Instructions for the task: From the line that has "Tosch110: Could you" down to the final line of the listing below, transcribe every line exactly, and only those.

=== Given information ===

PR #565, opened 2018-02-19
Update API definition to match v1.0.0 - Closes #482

### LINKED ISSUE #482: Update API to 1.0.0 finalised version
Since we refactored the API, there have been some changes to the specification that we should reflect in LiskJS.

shuse2:
Closes #482 

~Merge after #512~

### DIFF
--- a/src/api/resources/delegates.js
+++ b/src/api/resources/delegates.js
@@ -33,5 +33,16 @@ export default class DelegatesResource extends APIResource {
 				offset: 101,
 			},
 		}).bind(this);
+
+		this.getForgers = apiMethod({
+			method: GET,
+			path: '/forgers',
+		}).bind(this);
+
+		this.getForgingStatus = apiMethod({
+			method: GET,
+			path: '/{address}/forging_stats',
+			urlParams: ['address'],
+		}).bind(this);
 	}
 }
--- a/src/api/resources/delegates.js
+++ b/src/api/resources/delegates.js
@@ -39,7 +39,7 @@ export default class DelegatesResource extends APIResource {
 			path: '/forgers',
 		}).bind(this);
 
-		this.getForgingStatus = apiMethod({
+		this.getForgingStats = apiMethod({
 			method: GET,
 			path: '/{address}/forging_stats',
 			urlParams: ['address'],
--- a/src/api/resources/delegates.js
+++ b/src/api/resources/delegates.js
@@ -29,7 +29,7 @@ export default class DelegatesResource extends APIResource {
 		this.getStandby = apiMethod({
 			method: GET,
 			defaultData: {
-				orderBy: 'rate:asc',
+				sort: 'rate:asc',
 				offset: 101,
 			},
 		}).bind(this);
--- a/src/api/resources/index.js
+++ b/src/api/resources/index.js
@@ -16,7 +16,7 @@ export { default as AccountsResource } from './accounts';
 export { default as BlocksResource } from './blocks';
 export { default as DappsResource } from './dapps';
 export { default as DelegatesResource } from './delegates';
-export { default as NodesResource } from './nodes';
+export { default as NodeResource } from './node';
 export { default as PeersResource } from './peers';
 export { default as SignaturesResource } from './signatures';
 export { default as TransactionsResource } from './transactions';
--- a/src/api/resources/index.js
+++ b/src/api/resources/index.js
@@ -12,11 +12,12 @@
  * Removal or modification of this copyright notice is prohibited.
  *
  */
-
 export { default as AccountsResource } from './accounts';
 export { default as BlocksResource } from './blocks';
 export { default as DappsResource } from './dapps';
 export { default as DelegatesResource } from './delegates';
+export { default as NodesResource } from './nodes';
+export { default as PeersResource } from './peers';
 export { default as SignaturesResource } from './signatures';
 export { default as TransactionsResource } from './transactions';
 export { default as VotersResource } from './voters';
--- a/src/api/resources/nodes.js
+++ b/src/api/resources/nodes.js
@@ -13,30 +13,39 @@
  *
  */
 
-import { GET } from 'constants';
-import APIResource from '../api_resource';
-import apiMethod from '../api_method';
+import { GET, PUT } from 'constants';
+import apiMethod from '../apiMethod';
+import APIResource from '../apiResource';
 
-export default class AccountsResource extends APIResource {
+export default class NodesResource extends APIResource {
 	constructor(liskAPI) {
 		super(liskAPI);
+		this.path = '/nodes';
 
-		this.path = '/accounts';
-
-		this.get = apiMethod({
+		this.getConstants = apiMethod({
 			method: GET,
+			path: '/constants',
 		}).bind(this);
 
-		this.getMultisignatureGroup = apiMethod({
+		this.getStatus = apiMethod({
 			method: GET,
-			path: '/{address}/multisignature_groups',
-			urlParams: ['address'],
+			path: '/status',
 		}).bind(this);
 
-		this.getMultisignatureMembership = apiMethod({
+		this.getForgingStatus = apiMethod({
 			method: GET,
-			path: '/{address}/multisignature_memberships',
-			urlParams: ['address'],
+			path: '/status/forging',
+		}).bind(this);
+
+		this.updateForgingStatus = apiMethod({
+			method: PUT,
+			path: '/status/forging',
+		}).bind(this);
+
+		this.getTransactions = apiMethod({
+			method: GET,
+			path: '/transactions/{state}',
+			urlParams: ['state'],
 		}).bind(this);
 	}
 }
--- a/src/api/resources/transactions.js
+++ b/src/api/resources/transactions.js
@@ -29,10 +29,5 @@ export default class TransactionsResource extends APIResource {
 		this.create = apiMethod({
 			method: POST,
 		}).bind(this);
-
-		this.getUnsignedMultisignature = apiMethod({
-			method: GET,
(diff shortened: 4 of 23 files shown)


src/api/liskApi.js
```diff
@@ -56,6 +56,8 @@ export default class LiskAPI {
 		this.blocks = new resources.BlocksResource(this);
 		this.dapps = new resources.DappsResource(this);
 		this.delegates = new resources.DelegatesResource(this);
+		this.nodes = new resources.NodesResource(this);
```
Tosch110: On the core API this is singular `node` - we probably should stick to this

src/api/resources/nodes.js
```diff
@@ -0,0 +1,51 @@
...
+ *
+ * Removal or modification of this copyright notice is prohibited.
+ *
+ */
+
+import { GET, PUT } from 'constants';
+import apiMethod from '../apiMethod';
+import APIResource from '../apiResource';
+
+export default class NodesResource extends APIResource {
```
Tosch110: Let us also use `NodeResource`

src/api/resources/nodes.js
```diff
@@ -0,0 +1,51 @@
...
+	constructor(liskAPI) {
+		super(liskAPI);
+		this.path = '/nodes';
```
Tosch110: path is `/node`

test/api/resources/nodes.js
```diff
@@ -0,0 +1,70 @@
...
+ * no part of this software, including this file, may be copied, modified,
+ * propagated, or distributed except according to the terms contained in the
+ * LICENSE file.
+ *
+ * Removal or modification of this copyright notice is prohibited.
+ *
+ */
+
+import APIResource from 'api/apiResource';
+import NodeResource from 'api/resources/nodes';
```
Tosch110: same

test/api/resources/nodes.js
```diff
@@ -0,0 +1,70 @@
...
+
+describe('NodesResource', () => {
+	const defaultBasePath = 'http://localhost:1234';
+	const path = '/nodes';
```
Tosch110: same

src/api/resources/delegates.js
```diff
@@ -33,5 +33,16 @@ export default class DelegatesResource extends APIResource {
 				offset: 101,
```
willclarktech: API spec says `sort` instead of `orderBy`, but that might be the default on the API anyway?

src/api/resources/accounts.js
```diff
@@ -26,5 +26,17 @@ export default class AccountsResource extends APIResource {
 		this.get = apiMethod({
 			method: GET,
```
willclarktech: This is the default. Do we want to be explicit here?

test/api/resources/peers.js
```diff
@@ -0,0 +1,62 @@
...
+			return (() => new PeerResource()).should.throw(
+				'Require LiskAPI instance to be initialized.',
+			);
+		});
+
+		it('should be instance of APIResource', () => {
+			return resource.should.be.instanceOf(APIResource);
+		});
+
+		it('should have correcrt full path', () => {
```
willclarktech: Typo: `correct`

test/api/resources/nodes.js
```diff
@@ -0,0 +1,70 @@
...
+			return (() => new NodeResource()).should.throw(
+				'Require LiskAPI instance to be initialized.',
+			);
+		});
+
+		it('should be instance of APIResource', () => {
+			return resource.should.be.instanceOf(APIResource);
+		});
+
+		it('should have correcrt full path', () => {
```
willclarktech: Typo: `correct`

test/api/resources/nodes.js
```diff
@@ -0,0 +1,70 @@
...
+ */
+
+import APIResource from 'api/apiResource';
+import NodeResource from 'api/resources/nodes';
+
+describe('NodesResource', () => {
+	const defaultBasePath = 'http://localhost:1234';
+	const path = '/nodes';
+
+	let LiskAPI;
```
willclarktech: Why begin with a capital?

test/api/resources/nodes.js
```diff
@@ -0,0 +1,70 @@
...
+		});
+
+		it('should set resource path', () => {
+			return resource.path.should.equal(path);
+		});
+
+		it('should have methods', () => {
+			return resource.should.have.keys(
+				'liskAPI',
+				'path',
```
willclarktech: These two aren't methods, and we already checked them. Also prefer `.should.have.all.keys` explicit syntax.

We aren't checking if these keys correspond to functions or some other type.

Also applies to other test files.

willclarktech:
Branch name has wrong issue number.

src/api/resources/accounts.js
shuse2: I think we should be explicit as much as possible

test/api/resources/delegates.js
```diff
@@ -53,15 +53,20 @@ describe('DelegatesResource', () => {
...
-				'getStandby',
-				'getForgers',
-				'getForgingStatus',
-			);
+		it('should have a "get" function', () => {
+			return resource.should.have.property('get').which.is.a('function');
+		});
+
+		it('should have a "getStandby" function', () => {
+			return resource.should.have.property('get').which.is.a('function');
```
willclarktech: These names need to match the tests.

test/api/resources/node.js
```diff
@@ -45,24 +45,40 @@ describe('NodeResource', () => {
...
+
+		it('should have a "getForgingStatus" function', () => {
+			return resource.should.have
+				.property('getForgingStatus')
+				.which.is.a('function');
+		});
+
+		it('should have a "updateForgingStatus" function', () => {
+			return resource.should.have
+				.property('getForgingStatus')
```
willclarktech: This needs to be updated.

src/api/resources/delegates.js
```diff
@@ -29,9 +29,20 @@ export default class DelegatesResource extends APIResource {
...
 			},
 		}).bind(this);
+
+		this.getForgers = apiMethod({
+			method: GET,
+			path: '/forgers',
+		}).bind(this);
+
+		this.getForgingStatus = apiMethod({
```
willclarktech: Typo: `getForgingStats`

src/api/resources/index.js
```diff
@@ -12,11 +12,12 @@
  * Removal or modification of this copyright notice is prohibited.
  *
  */
-
 export { default as AccountsResource } from './accounts';
```
willclarktech: We could use a test for the exports from this file.

src/api/resources/delegates.js
willclarktech: Although since this is confusing, maybe we want to call it `getForgingStatistics`?

test/api/resources/node.js
```diff
@@ -0,0 +1,84 @@
...
+			return resource.should.have
+				.property('getConstants')
+				.which.is.a('function');
+		});
+
+		it('should have a "getStatus" function', () => {
+			return resource.should.have.property('getStatus').which.is.a('function');
+		});
+
+		it('should have a "getTransactions" function', () => {
```
willclarktech: Prefer matching the order defined in the source file.

src/api/resources/transactions.js
```diff
@@ -29,10 +29,5 @@ export default class TransactionsResource extends APIResource {
 		this.create = apiMethod({
```
willclarktech: Should this be `create` or `broadcast`? Same applies to signatures. @Tosch110

test/api/resources/node.js
```diff
@@ -0,0 +1,84 @@
...
+
+	beforeEach(() => {
+		liskAPI = {
+			headers: {},
+			nodeFullURL: defaultBasePath,
+			hasAvailableNodes: () => {},
+			randomizeNodes: () => {},
+			banActiveNodeAndSelect: () => {},
+		};
+		resource = new NodeResource(liskAPI);
```
willclarktech: Needs to be async now. (Also applies to other tests.)

src/api/resources/transactions.js
Tosch110: good point! When it only sends (broadcasts) the transaction and signature I find `broadcast` better. It does not create anything.

shuse2: I think `API` wise it's attempting to create.
`broadcast` itself is done by the nodes

test/api/resources/node.js
shuse2: Yes! i guess depends on which PR goes in first =0

src/api/resources/delegates.js
shuse2: I see I got confused but wouldn't it be better to match API definition? `getForgingStats`

src/api/resources/transactions.js
Tosch110: The confusion already starts. I think this is `broadcast` rather, we provide the already created transaction/signature and `broadcast` it to the node with this API.

src/api/resources/delegates.js
willclarktech: Probably it would be better to update the API definition.

willclarktech: https://github.com/LiskHQ/lisk/issues/1713

src/constants/index.js
```diff
@@ -34,6 +34,7 @@ export const SSL_PORT = '443';
 
 export const GET = 'GET';
 export const POST = 'POST';
+export const PUT = 'PUT';
```
Tosch110: Could you add a test case for this constant?
In https://github.com/LiskHQ/lisk-js/pull/599 I have added all the other missing constants.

===

Response:
Tosch110: Could you add a test case for this constant?
In https://github.com/LiskHQ/lisk-js/pull/599 I have added all the other missing constants.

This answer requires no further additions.